▶ [TASK GOAL] Starting at the line that contains "and the supplied" in the listing below, write out every line word for word until you have written the line that contains "- One-redirect-per-lineage enforcement: a".
§
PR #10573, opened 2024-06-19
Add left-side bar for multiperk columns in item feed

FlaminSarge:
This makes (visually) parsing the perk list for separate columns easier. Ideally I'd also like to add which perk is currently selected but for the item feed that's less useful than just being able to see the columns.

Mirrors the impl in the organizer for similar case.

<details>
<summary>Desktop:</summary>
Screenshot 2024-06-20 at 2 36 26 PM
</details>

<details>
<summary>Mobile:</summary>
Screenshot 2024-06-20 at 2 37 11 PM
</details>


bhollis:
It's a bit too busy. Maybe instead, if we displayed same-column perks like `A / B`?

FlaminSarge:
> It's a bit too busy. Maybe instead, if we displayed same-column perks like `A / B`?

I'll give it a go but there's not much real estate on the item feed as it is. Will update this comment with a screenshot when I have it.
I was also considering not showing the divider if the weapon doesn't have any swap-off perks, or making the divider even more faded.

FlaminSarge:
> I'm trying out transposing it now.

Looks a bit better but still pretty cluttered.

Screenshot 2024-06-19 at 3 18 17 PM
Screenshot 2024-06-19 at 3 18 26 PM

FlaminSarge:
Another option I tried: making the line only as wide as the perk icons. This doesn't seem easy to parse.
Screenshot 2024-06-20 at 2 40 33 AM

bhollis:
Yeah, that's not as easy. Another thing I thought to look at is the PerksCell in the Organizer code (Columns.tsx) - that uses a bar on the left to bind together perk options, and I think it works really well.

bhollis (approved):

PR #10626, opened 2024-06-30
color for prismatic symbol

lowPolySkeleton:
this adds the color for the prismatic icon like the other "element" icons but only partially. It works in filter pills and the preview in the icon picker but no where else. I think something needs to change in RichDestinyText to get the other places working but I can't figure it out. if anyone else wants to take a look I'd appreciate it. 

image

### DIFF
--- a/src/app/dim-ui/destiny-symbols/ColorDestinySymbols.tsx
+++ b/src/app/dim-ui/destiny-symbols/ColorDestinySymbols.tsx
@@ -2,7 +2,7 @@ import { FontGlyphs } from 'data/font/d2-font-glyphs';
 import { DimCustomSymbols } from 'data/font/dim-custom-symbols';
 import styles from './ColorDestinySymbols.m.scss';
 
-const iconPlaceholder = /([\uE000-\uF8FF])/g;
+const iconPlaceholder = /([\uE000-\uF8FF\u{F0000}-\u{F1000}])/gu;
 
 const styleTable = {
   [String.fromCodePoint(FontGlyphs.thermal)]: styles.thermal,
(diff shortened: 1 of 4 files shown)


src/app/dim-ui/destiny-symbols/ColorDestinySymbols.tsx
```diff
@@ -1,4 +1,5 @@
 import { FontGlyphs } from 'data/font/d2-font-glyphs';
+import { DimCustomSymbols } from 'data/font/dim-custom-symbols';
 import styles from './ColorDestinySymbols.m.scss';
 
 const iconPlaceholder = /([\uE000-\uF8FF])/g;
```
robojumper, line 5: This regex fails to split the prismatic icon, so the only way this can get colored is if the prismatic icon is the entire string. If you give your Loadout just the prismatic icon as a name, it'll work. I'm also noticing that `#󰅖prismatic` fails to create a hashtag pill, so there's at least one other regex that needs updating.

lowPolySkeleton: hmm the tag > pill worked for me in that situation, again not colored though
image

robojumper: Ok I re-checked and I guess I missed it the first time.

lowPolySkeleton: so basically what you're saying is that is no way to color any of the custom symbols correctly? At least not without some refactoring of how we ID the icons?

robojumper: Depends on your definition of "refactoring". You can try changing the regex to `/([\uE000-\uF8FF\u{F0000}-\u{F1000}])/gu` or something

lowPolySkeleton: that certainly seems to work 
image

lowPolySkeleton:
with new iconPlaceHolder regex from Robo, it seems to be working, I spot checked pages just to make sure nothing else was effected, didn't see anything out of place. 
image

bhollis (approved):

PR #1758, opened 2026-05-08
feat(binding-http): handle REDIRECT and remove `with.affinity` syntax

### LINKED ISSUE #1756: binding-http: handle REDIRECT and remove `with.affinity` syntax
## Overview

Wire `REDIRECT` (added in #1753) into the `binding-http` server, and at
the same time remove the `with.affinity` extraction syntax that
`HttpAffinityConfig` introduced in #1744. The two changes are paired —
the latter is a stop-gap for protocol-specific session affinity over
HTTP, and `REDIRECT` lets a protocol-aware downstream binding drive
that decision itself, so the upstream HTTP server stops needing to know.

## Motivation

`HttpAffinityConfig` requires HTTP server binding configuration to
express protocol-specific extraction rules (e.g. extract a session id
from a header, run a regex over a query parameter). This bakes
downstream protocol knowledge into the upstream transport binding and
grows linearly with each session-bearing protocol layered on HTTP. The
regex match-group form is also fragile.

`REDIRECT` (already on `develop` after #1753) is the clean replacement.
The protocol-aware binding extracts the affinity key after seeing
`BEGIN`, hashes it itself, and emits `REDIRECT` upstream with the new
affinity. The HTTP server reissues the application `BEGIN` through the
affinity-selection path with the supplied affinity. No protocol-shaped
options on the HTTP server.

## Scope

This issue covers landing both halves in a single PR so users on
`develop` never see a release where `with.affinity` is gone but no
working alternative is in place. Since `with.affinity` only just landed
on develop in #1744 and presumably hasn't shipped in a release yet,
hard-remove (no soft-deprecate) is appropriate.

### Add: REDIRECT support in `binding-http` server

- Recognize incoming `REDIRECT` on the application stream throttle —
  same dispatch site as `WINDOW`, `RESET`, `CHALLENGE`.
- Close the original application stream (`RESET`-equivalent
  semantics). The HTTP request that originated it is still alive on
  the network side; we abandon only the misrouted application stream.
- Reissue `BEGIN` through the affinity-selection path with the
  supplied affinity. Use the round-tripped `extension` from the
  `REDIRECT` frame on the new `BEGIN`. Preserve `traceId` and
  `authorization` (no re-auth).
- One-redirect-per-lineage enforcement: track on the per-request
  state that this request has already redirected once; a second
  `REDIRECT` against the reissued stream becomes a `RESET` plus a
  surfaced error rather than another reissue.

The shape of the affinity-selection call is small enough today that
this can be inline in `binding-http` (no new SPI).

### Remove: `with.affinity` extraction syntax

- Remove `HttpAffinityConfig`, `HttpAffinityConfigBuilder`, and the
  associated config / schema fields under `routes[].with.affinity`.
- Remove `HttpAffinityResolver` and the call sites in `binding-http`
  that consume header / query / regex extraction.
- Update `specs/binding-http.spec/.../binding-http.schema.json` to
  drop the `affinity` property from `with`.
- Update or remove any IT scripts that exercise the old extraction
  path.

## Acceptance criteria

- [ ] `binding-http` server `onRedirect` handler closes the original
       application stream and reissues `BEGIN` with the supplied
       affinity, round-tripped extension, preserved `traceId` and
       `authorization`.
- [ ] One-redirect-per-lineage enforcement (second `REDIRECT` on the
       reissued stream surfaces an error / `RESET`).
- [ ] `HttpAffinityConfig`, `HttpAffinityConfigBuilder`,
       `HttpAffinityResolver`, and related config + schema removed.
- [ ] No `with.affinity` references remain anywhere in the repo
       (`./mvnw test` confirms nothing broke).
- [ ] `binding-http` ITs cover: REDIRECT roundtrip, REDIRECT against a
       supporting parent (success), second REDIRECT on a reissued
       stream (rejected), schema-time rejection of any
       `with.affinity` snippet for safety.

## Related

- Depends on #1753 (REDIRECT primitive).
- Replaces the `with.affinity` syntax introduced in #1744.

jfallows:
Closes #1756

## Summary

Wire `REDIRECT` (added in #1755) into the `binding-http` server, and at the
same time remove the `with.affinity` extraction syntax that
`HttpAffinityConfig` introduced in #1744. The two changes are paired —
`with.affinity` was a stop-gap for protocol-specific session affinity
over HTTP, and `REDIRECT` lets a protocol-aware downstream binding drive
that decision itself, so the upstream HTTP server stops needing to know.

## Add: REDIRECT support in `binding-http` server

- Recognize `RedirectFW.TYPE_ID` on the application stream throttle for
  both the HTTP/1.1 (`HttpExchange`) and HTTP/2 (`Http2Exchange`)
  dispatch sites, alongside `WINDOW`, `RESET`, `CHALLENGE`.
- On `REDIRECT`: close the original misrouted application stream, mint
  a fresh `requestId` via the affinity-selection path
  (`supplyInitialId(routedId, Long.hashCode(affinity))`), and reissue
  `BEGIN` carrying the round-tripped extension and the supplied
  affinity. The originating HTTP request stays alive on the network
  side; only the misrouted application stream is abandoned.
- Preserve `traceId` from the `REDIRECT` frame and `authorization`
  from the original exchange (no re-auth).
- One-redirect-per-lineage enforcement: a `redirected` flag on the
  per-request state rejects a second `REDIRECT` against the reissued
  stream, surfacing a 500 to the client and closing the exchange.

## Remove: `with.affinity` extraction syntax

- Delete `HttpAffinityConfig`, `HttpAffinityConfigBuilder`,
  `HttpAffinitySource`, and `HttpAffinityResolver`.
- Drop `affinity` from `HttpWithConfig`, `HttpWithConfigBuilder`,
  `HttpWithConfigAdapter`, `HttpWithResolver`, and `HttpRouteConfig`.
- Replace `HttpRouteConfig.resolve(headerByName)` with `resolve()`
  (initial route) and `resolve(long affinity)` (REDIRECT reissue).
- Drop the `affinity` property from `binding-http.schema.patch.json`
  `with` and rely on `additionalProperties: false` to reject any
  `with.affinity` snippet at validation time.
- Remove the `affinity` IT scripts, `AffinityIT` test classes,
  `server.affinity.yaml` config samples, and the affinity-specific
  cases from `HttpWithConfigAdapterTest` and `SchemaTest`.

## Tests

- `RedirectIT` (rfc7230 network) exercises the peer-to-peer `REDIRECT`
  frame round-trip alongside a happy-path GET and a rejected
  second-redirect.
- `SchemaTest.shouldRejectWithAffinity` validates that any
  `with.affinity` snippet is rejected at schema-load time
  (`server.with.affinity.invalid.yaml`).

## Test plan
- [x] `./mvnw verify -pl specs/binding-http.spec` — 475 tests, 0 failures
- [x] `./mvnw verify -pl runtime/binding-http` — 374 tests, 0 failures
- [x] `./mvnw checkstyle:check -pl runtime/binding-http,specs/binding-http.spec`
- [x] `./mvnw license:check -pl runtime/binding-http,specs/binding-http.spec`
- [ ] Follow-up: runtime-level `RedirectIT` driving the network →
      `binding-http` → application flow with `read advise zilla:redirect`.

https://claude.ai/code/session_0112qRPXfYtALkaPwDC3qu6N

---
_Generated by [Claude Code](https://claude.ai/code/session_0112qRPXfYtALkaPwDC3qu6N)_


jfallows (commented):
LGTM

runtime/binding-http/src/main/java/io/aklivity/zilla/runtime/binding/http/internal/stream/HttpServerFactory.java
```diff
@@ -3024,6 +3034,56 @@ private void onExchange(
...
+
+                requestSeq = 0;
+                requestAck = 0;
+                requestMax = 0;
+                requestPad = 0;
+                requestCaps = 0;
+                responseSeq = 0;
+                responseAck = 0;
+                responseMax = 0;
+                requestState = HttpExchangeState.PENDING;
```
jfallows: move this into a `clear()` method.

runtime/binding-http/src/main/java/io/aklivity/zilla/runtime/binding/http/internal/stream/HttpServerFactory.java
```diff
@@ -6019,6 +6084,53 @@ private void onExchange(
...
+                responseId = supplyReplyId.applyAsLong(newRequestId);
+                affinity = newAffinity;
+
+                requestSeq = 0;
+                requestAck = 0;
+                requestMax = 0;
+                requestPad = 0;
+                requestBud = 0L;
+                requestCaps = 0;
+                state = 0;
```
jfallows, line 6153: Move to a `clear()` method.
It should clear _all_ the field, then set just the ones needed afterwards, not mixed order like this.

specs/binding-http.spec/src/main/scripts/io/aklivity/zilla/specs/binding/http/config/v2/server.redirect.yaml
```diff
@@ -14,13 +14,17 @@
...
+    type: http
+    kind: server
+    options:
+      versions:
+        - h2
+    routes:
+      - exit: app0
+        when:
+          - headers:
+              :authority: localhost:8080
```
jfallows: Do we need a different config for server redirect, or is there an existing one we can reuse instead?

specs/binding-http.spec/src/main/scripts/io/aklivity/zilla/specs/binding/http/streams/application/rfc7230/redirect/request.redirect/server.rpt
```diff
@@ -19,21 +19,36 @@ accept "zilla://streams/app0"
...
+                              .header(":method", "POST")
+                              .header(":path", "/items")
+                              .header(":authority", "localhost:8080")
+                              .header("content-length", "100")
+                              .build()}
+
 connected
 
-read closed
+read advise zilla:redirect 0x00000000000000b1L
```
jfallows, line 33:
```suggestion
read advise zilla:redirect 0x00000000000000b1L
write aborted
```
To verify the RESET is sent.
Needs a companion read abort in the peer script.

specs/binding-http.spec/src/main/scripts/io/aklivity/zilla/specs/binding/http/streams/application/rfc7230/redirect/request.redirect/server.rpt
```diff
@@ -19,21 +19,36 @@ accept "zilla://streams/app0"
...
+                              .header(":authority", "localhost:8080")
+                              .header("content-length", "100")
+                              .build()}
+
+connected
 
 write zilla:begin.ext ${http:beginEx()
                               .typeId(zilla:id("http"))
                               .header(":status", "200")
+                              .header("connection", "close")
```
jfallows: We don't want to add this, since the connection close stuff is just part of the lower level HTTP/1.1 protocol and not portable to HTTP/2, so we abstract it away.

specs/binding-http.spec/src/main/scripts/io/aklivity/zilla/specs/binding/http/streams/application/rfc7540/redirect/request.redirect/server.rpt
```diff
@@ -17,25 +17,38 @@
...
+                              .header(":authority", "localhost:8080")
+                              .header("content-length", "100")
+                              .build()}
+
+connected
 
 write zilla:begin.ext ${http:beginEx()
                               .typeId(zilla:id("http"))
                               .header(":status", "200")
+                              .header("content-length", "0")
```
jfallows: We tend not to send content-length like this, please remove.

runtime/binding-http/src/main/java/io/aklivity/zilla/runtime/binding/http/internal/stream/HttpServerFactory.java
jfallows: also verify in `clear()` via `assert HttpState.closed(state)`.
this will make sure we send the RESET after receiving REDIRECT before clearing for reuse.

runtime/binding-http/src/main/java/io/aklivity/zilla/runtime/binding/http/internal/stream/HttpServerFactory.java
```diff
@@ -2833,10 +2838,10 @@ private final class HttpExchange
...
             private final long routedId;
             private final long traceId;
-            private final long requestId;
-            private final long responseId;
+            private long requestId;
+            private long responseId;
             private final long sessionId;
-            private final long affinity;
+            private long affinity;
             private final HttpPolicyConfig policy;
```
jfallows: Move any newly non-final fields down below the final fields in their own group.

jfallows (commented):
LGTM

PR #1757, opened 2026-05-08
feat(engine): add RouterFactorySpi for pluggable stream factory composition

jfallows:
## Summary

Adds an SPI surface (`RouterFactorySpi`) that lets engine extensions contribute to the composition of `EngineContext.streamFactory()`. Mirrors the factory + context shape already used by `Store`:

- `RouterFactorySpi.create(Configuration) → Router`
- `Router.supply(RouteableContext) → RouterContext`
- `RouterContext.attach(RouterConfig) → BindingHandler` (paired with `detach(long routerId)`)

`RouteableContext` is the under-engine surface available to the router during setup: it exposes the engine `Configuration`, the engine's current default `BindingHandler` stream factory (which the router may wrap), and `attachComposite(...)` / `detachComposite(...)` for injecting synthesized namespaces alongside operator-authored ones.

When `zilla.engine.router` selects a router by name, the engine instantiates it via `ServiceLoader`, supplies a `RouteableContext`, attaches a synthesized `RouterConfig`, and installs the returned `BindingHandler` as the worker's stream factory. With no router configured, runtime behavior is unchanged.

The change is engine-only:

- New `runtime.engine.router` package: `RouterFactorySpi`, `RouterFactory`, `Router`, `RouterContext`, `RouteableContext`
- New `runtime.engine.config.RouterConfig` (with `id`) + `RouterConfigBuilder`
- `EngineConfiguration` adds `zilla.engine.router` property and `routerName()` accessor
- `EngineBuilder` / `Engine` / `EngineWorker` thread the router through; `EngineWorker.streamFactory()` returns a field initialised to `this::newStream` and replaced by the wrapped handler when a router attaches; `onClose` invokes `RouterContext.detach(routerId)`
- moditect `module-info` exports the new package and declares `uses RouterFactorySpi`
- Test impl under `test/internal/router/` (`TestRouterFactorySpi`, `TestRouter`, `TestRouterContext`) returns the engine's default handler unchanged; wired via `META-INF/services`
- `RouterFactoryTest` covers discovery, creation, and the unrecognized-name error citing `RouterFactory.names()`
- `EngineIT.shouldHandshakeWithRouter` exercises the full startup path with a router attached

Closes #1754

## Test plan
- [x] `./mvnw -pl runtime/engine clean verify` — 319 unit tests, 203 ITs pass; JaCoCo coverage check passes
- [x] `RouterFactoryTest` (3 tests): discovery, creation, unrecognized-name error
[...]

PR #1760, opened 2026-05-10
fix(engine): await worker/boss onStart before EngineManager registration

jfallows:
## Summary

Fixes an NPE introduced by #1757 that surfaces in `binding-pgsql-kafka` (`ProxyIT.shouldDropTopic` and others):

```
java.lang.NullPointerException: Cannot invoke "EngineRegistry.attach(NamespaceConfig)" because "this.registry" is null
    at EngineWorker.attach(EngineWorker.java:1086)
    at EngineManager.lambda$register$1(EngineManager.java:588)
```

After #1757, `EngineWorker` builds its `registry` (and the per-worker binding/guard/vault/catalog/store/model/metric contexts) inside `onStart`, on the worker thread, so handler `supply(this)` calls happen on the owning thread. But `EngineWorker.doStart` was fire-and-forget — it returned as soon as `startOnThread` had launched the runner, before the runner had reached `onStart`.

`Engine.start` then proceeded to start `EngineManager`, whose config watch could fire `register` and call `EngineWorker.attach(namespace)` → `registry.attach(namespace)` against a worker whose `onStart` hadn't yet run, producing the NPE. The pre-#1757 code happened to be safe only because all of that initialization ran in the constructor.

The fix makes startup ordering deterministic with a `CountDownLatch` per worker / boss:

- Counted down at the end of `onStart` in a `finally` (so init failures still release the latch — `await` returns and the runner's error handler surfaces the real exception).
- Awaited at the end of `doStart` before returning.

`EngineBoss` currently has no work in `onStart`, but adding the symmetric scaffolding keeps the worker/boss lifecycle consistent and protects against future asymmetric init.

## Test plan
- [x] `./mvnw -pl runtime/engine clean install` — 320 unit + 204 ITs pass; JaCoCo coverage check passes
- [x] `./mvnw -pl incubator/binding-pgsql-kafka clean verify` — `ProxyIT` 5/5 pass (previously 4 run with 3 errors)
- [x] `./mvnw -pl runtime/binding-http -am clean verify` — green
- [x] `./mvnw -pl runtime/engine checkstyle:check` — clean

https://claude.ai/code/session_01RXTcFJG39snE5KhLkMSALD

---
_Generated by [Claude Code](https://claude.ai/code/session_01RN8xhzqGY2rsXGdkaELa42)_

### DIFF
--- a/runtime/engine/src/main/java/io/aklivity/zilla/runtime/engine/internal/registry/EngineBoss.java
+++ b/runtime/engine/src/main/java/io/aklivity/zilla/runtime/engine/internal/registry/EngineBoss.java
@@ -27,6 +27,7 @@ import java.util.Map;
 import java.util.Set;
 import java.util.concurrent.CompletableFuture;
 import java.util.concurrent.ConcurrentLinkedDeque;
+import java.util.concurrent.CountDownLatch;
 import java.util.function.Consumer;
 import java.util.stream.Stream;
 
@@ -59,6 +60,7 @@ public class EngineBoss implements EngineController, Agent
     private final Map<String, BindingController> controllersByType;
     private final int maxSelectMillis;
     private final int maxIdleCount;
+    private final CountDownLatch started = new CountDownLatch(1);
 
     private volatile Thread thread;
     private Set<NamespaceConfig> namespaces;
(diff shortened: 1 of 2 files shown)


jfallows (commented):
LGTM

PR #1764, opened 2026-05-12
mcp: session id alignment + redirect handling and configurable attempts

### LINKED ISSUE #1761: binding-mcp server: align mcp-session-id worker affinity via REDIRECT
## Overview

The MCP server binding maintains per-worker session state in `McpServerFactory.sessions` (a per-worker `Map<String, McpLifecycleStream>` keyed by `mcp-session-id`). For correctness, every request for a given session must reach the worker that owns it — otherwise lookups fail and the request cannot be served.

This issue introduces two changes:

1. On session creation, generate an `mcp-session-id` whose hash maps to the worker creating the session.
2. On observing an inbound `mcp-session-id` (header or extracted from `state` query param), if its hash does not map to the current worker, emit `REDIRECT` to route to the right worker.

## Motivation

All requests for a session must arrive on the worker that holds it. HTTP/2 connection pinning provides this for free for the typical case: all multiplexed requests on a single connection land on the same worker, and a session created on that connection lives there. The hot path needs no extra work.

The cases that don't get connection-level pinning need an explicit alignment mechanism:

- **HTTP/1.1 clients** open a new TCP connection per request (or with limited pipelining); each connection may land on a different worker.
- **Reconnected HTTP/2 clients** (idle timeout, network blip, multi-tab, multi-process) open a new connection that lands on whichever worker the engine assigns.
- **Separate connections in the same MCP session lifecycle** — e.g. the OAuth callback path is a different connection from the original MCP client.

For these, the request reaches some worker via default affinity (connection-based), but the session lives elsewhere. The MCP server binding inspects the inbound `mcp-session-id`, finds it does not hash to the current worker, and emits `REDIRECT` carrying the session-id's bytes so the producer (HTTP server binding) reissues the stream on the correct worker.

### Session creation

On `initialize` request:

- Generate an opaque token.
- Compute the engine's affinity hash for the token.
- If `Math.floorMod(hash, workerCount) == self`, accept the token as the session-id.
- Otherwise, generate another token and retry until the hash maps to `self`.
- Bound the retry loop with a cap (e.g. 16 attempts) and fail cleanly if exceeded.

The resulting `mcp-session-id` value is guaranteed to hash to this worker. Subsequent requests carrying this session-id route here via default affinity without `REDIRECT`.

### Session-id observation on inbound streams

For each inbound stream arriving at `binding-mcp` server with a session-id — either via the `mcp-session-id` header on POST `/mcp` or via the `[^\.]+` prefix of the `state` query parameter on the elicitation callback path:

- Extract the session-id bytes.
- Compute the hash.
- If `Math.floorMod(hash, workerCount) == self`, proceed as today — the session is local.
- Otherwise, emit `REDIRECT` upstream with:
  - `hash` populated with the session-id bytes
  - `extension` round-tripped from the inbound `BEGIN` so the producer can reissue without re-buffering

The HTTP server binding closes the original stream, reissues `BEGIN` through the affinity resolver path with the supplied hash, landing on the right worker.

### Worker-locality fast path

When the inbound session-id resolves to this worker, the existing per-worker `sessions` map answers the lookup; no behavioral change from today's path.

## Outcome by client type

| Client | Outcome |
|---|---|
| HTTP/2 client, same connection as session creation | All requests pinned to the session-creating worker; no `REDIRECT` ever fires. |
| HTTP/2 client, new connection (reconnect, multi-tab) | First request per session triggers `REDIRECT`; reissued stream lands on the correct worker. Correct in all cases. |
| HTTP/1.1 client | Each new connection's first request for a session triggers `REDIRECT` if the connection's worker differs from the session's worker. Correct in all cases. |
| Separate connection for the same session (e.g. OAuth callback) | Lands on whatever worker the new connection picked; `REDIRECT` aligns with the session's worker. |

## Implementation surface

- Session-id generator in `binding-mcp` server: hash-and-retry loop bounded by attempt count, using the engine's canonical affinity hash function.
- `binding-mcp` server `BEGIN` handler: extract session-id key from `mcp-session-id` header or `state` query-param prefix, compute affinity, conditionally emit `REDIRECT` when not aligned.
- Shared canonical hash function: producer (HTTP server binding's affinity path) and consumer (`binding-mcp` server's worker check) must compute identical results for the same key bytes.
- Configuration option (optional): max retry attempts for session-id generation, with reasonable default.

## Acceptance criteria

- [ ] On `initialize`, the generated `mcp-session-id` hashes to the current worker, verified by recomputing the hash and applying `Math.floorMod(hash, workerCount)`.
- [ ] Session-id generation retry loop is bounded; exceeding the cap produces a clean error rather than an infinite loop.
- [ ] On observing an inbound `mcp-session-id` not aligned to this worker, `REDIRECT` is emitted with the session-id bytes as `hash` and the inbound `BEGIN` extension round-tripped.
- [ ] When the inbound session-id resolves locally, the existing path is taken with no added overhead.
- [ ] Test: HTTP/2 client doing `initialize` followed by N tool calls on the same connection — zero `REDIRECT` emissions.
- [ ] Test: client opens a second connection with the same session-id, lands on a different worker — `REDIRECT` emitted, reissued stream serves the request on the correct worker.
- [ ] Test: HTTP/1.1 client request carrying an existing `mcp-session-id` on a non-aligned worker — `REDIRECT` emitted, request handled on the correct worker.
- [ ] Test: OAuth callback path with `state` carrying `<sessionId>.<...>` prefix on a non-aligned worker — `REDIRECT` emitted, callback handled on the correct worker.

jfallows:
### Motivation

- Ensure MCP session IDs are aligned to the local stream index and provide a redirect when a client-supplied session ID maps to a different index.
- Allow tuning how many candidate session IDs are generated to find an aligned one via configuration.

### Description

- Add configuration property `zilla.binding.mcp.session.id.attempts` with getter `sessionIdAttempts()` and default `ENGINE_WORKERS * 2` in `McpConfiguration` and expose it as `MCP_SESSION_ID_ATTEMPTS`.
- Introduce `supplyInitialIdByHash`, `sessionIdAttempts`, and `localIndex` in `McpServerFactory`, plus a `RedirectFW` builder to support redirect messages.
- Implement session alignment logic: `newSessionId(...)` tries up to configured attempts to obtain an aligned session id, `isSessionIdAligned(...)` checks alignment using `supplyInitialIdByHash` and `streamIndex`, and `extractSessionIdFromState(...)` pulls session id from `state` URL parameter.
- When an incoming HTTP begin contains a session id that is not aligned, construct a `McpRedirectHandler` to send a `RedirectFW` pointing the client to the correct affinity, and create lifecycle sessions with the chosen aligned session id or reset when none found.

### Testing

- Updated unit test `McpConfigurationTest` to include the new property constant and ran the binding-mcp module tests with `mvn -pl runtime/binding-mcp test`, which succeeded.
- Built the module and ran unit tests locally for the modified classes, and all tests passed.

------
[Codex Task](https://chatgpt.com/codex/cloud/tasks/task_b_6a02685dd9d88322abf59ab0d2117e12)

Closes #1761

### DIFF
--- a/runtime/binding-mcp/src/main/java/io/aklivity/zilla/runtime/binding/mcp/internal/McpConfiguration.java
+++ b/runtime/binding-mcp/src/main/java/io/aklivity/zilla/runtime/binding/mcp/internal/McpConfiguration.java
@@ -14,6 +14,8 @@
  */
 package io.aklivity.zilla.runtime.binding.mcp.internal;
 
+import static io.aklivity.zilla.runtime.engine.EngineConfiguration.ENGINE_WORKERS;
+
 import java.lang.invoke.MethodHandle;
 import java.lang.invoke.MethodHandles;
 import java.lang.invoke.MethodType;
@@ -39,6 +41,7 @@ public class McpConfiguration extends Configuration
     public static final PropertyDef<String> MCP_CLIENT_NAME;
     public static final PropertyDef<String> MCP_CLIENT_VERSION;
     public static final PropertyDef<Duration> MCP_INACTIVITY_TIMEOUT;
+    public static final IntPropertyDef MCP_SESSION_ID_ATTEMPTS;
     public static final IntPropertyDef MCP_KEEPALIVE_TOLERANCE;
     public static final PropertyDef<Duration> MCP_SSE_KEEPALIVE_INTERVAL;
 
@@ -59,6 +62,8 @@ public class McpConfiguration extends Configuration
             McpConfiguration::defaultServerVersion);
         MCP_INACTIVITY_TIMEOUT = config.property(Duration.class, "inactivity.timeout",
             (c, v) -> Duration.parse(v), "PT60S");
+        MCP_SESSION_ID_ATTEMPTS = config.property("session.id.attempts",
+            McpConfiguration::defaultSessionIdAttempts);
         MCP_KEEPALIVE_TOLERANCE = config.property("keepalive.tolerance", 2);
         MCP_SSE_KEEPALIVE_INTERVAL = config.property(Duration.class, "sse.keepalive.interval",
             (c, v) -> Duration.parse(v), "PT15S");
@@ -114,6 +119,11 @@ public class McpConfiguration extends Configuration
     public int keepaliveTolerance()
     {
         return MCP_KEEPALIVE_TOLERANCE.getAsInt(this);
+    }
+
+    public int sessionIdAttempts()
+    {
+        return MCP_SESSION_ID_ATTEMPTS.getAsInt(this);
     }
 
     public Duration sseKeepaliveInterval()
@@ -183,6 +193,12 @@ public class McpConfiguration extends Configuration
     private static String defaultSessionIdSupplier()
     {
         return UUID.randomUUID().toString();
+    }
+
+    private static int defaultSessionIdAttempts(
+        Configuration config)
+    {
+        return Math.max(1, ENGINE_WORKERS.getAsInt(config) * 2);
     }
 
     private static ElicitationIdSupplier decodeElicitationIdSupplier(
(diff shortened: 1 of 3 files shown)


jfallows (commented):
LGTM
§
▶ [RESPONSE AREA]
  `BEGIN` carrying the round-tripped extension and the supplied
  affinity. The originating HTTP request stays alive on the network
  side; only the misrouted application stream is abandoned.
- Preserve `traceId` from the `REDIRECT` frame and `authorization`
  from the original exchange (no re-auth).
- One-redirect-per-lineage enforcement: a `redirected` flag on the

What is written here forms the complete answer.